Just as English sentences can be compressed significantly, so can pictures of the natural world. The researcher Michael Barnsley at Georgia Tech has shown that images of the natural world can also be reduced to a simple pattern, then re-created by repeatedly plotting this pattern on different scales and at different orientations. [Barnsley, p.40; p. 92; plates 8.43-9.8.14]. An example is the picture of a fern shown during the lecture, which was generated by iterative mapping of a simple generating pattern. Barnsley has remarked that there's very little room to store information in a fern spore, and that this suggested to him that the description of the complex form of a full-grown fern must be encodable in a very compact way. Using Barnsley's technique, natural scenes can be compressed many times over. This tells us that those scenes possess an intrinsic order. And this should not surprise us, because the natural world is ordered. This order is what makes possible the laws of science.

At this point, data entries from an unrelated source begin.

PR #1314, opened 2022-12-06
feat: add audit table to track reconciled sessions

jessicamcinchak:
this audit table will let us do two key things:
- track how many times a save & return session is successfully resumed (group by session_id & count)
- better troubleshoot applicant issues for cases like [this one recently reported in #help-issues](https://opendigitalplanning.slack.com/archives/C0241GWFG4B/p1669724872840919) 

future scope: 
- delete `response` values when an associated lowcal_session is marked as deleted_at. this will let us keep session ids & resumed timestamps for analytics, but not retain personal session data. associated ticket here https://trello.com/c/FlGxMbps/2078-data-retention-create-single-scheduled-task-to-purge-application-data-at-set-time-interval
- create a proper foreign key relationship between `lowcal_sessions.id` & `reconciliation_requests.session_id` ? (reconciliation_requests follows pattern of other existing audit tables like planning_constraints_requests, bops_ & uniform_applications which means no upfront foreign keys and session ids are stored as text for simplicity)

to test: 
- go through a save & return flow
- save & resume your session
- confirm that an entry has been created in table `reconciliation_requests`


jessicamcinchak:
[Add audit table for reconciliation requests](https://trello.com/c/ELBIsLmL/2222-add-audit-table-for-reconciliation-requests)

jessicamcinchak:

Speech can be compressed very effectively; almost eight-fold compression is achievable with no perceptible loss of quality, and recognisable speech can survive a further eight-fold compression. Compressing music is more difficult; lossless compression can reduce the size of music files by 20-30%, whereas lossy compression, such as mp3, can achieve up to eightfold compression.

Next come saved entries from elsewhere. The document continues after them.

PR #1315, opened 2022-12-06
fix: Different approach on map size increase

DafyddLlyr:
Here's a fix for some of the issues encountered with using `vw` units for increasing the map size. 

Using `vw` caused issues when browsers zoomed in and out, and did not produce a consistent right hand margin.

https://user-images.githubusercontent.com/20502206/206158604-2ccaf0b7-b9fd-4df7-b325-1571958d8c9e.mov

### DIFF
--- a/editor.planx.uk/src/@planx/components/DrawBoundary/Public/index.tsx
+++ b/editor.planx.uk/src/@planx/components/DrawBoundary/Public/index.tsx
@@ -32,7 +32,7 @@ interface MapContainerProps {
 const dynamicMapSizeStyle = (theme: Theme): Record<string, any> => {
   const mainContainerWidth = `${theme.breakpoints.values.md}px`;
   const mainContainerMargin = `((100vw - ${mainContainerWidth}) / 2)`;
-  const mapMarginRight = "100px";
+  const mapMarginRight = "150px";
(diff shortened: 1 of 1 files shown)


editor.planx.uk/src/@planx/components/DrawBoundary/Public/index.tsx
```diff
@@ -25,19 +25,32 @@ interface MapContainerProps {
...
+
+  const style = {
+    [theme.breakpoints.up("md")]: {
+      height: "70vh",
+      width: `calc(${mainContainerMargin} + ${mainContainerWidth} - ${mapMarginRight})`,
+    },
+  };
+
+  return style;
+};
```
DafyddLlyr, line 45: This style could also be more terse, but I personally think the more explicit is more understandable.

```js
width: `calc(${theme.breakpoints.values.md}px + ((100vw - ${theme.breakpoints.values.md}px) / 2) - 100px`,
```

jessicamcinchak (approved):
Very clear, thanks for cleaning up!

DafyddLlyr:
Tested and approved by @Alastairparvin who was having issues with the previous implementation ✅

Movies can be compressed by a factor of 15 to 20. The most popular form of compression, mpeg, takes advantage of the facts that (i) most pixels are the same colour as their neighbours and (ii) most pixels stay the same colour for extended periods of time. This allows the moving picture to be divided into chunks, extended through time and space.
It is possible to create uncompressible pictures; for example, a picture in which each pixel's value is chosen at random cannot be compressed without loss of information content. On the other hand, such pictures don't look like anything -- because there's no order of any kind in the image, we can't make any sense of what we see.
To sum up: in this lecture I have shown that information can be measured, and I have
introduced a method -- bitmapping -- for maximizing the information portrayed on a graph.
Using this method, we have examined the training of neural nets.
We have discussed the information content of images and noted that the randomness of
a signal is directly correlated with its information content: the more random a signal,
the more information it contains and the less it can be compressed.